**Exercise brief**
The required result is each line of the entries below containing the string "frontend".

----- Input data -----

PR #1123, opened 2023-10-31
Covenant Public View

dhaselhan:
* Add Public Covenant Proposal
* Send Transferees in the main request for Covenants

### DIFF
--- a/portal-frontend/src/app/services/public/public-application.dto.ts
+++ b/portal-frontend/src/app/services/public/public-application.dto.ts
@@ -4,6 +4,7 @@ import {
   NaruSubtypeDto,
   ProposedLot,
 } from '../application-submission/application-submission.dto';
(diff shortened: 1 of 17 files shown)


portal-frontend/src/app/services/public/public-application.dto.ts
```diff
@@ -4,6 +4,7 @@ import {
   NaruSubtypeDto,
   ProposedLot,
 } from '../application-submission/application-submission.dto';
+import { CovenantTransfereeDto, OwnerTypeDto } from '../covenant-transferee/covenant-transferee.dto';
```
sandratoh, line 7: Nit: Were the two new imports used anywhere?

sandratoh (approved):
One small nit re:imports, but LGTM 👍

portal-frontend/src/app/services/public/public-application.dto.ts
dhaselhan: Good catch, nothing gets passed Sandra 🥅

-----

**Output**
--- a/portal-frontend/src/app/services/public/public-application.dto.ts
+++ b/portal-frontend/src/app/services/public/public-application.dto.ts
portal-frontend/src/app/services/public/public-application.dto.ts
portal-frontend/src/app/services/public/public-application.dto.ts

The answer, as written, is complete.